We live in a society exquisitely dependent on science and technology, in which hardly anyone knows anything about science and technology.
Carl Sagan
What do Jobs, Gates, Bezos, Branson and Musk have in common?
They understand the laws of physics that drive their organisations.
Every organisation evolves its own unique DNA and an equilibrium system energy level.
This is driven and maintained by a series of explicit conscious rules and powerful but unconscious implicit meta-rules.
The classic example of such a meta-rule can be found in many large organisations, such as legacy banks. The CEO may say 'be innovative', but the powerful meta-rule may say 'Don't innovate!' And the organisation remains stubbornly unresponsive.
In general organisations resist all tampering with their DNA structure, allowing only enough new energy into the system to equalise the loss due to entropy.
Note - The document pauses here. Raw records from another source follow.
Issue #5001, opened 2021-11-12
Fix next round of UI bugs


mreynolds389:
**Issue Description**

Addressing a series of bugs found by QE:

Bug 2016526 - LDAPI & Autobind save btn misbehaving
Bug 2016481 - Disabling Security leaves the pop-up window open
Bug 2016026 - Selecting existing certificate in Security Configuration crashes browser
Bug 2017402 - Adding several allowed SASL mechanisms does not behave correctly
Bug 2017411 - cockpit crashes because invalid SASL mapping regex was saved
Bug 2022117 - Cockpit UI: Editing an Objectclass name causes an error in Cockpit UI
Bug 2021194 - Searching "matching rules" in the "Schema" Tab crashes browser
Bug 2021591 - cockpit : audit and audit failure log enablement status is not persistent

mreynolds389:
f53793d37..8a2b4c7d5  389-ds-base-2.0 -> 389-ds-base-2.0
78b5bc996..9658e9367  389-ds-base-1.4.4 -> 389-ds-base-1.4.4

mreynolds389:
18a127491..a033e0269  389-ds-base-2.0 -> 389-ds-base-2.0
151ac7efb..b633f727b  389-ds-base-1.4.4 -> 389-ds-base-1.4.4

droideck:
5ba2b8b21..706d95fa1  389-ds-base-2.0 -> 389-ds-base-2.0
   8bff82793..adc2478d0  389-ds-base-1.4.4 -> 389-ds-base-1.4.4

PR #5016, opened 2021-11-20
Issue 4962 - Fix various UI bugs - Settings and Monitor

droideck:
Description:

Bug 2014924 - Cockpit UI: UX Bugs and other cockpit GUI related defects
Bug 2017441 - cockpit : Export changelog allows to check both 'Export to LDIF For Debugging' options but only takes one into account
Bug 2018101 - cockpit : impossible to create credentials or aliases for replication monitoring synchronization report
Bug 2021250 - cockpit : logging setting entered values for rotation and deletion policies should be checked
Bug 2021278 - Cockpit UI: Unable to Edit Attributes without first searching for the attribute to edit

Related: https://github.com/389ds/389-ds-base/issues/5001

Reviewed by: ?

### DIFF
--- a/src/cockpit/389-console/src/dsModals.jsx
+++ b/src/cockpit/389-console/src/dsModals.jsx
@@ -435,7 +435,7 @@ export class CreateInstanceModal extends React.Component {
             >
                 <div className={loadingCreate ? "ds-disabled" : ""}>
                     <Form isHorizontal autoComplete="off">
-                        <Grid className="ds-margin-top" title="The instance name, this is what gets appended to 'slapi-'. The instance name can only contain letters, numbers, and:  # @ : - _">
+                        <Grid className="ds-margin-top" title="The instance name, this is what gets appended to 'slapi-'. The instance name can only contain letters, numbers, and: # @ : - _">
                             <GridItem className="ds-label" span={4}>
                                 Instance Name
                             </GridItem>
@@ -456,7 +456,7 @@ export class CreateInstanceModal extends React.Component {
                                 </FormHelperText>
                             </GridItem>
                         </Grid>
-                        <Grid title="The server port number">
+                        <Grid title="The server port number should be in the range of 1 to 65534.">
                             <GridItem className="ds-label" span={4}>
                                 Port
                             </GridItem>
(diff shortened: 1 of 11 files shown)


src/cockpit/389-console/src/dsModals.jsx
```diff
@@ -569,12 +569,12 @@ export class CreateInstanceModal extends React.Component {
...
                                 />
                                 <FormHelperText isError isHidden={!errObj.createDMPasswordConfirm}>
-                                    Confirmation password must be set and it must match the first password
+                                    Confirmation password must be set and it must match the first password.
                                 </FormHelperText>
                             </GridItem>
                         </Grid>
                         <hr />
-                        <Grid title="Create the Database">
+                        <Grid title="Create a database during the instalation.">
```
mreynolds389: typo, should be "installation"

mreynolds389:
You changed all the "Create New Log Every ..." and "Log File is Older Than ..." settings appear to be a mix of a dropdown and NumberInputs

Screenshot from 2021-11-20 10-20-27

mreynolds389:
In replication monitor, "Add Replication Credntials", the port number is not set, it should have a default value.  And when I increment the number I get a console warning:

checkPropTypes.js:20 Warning: Failed prop type: Invalid prop `port` of type `number` supplied to `ReportCredentialsModal`, expected `string`.
    in ReportCredentialsModal (created by ReplMonitor)

mreynolds389:
Also, not sure if it was always broken, but if the root DN passwords do not match the TextInput is not set to correct validated state.  It never turns red when the passwords don't match

droideck:
> You changed all the "Create New Log Every ..." and "Log File is Older Than ..." settings appear to be a mix of a dropdown and NumberInputs
> 
> Screenshot from 2021-11-20 10-20-27

This part is really weird. It looks okay in full-width mode, but when you shrink the screen - it merges like on your picture...
I may need to rethink the design here as it seems that PF4 fails to Grid properly such a chain of elements (label + numberinput + select on the same line).

mreynolds389:
> This part is really weird. It looks okay in full-width mode, but when you shrink the screen - it merges like on your picture...
> I may need to rethink the design here as it seems that PF4 fails to Grid properly such a chain of elements (label + numberinput + select on the same line).

I think the issue is that the GridItem span's do not add up to 12.  If you reduce the size in this case, thinks do get goofy.  Maybe try setting the very last gridItem's span so that it adds up to 12 total for the Grid.  That might not be enough in all cases and screen sizes, in that case you probably have to equally spread out the spans (it still needs to total 12).

mreynolds389:
Ack!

Effectively this system equilibrium energy level is the real de facto strategy of the system.
Unless leaders are fully versed in exactly how to identify and change the core rules and meta-rules in the system, any efforts at change, regardless of how noble, will be doomed to fail.
The laws of physics apply to all organisations. Change in any form requires both knowledge and adherence to these laws. Any attempts outside of these laws can only come from our ever burgeoning compendium of management magic.
The conclusion is axiomatic. Tomorrow's leaders need two core skills. Managing people. And managing the laws of physics.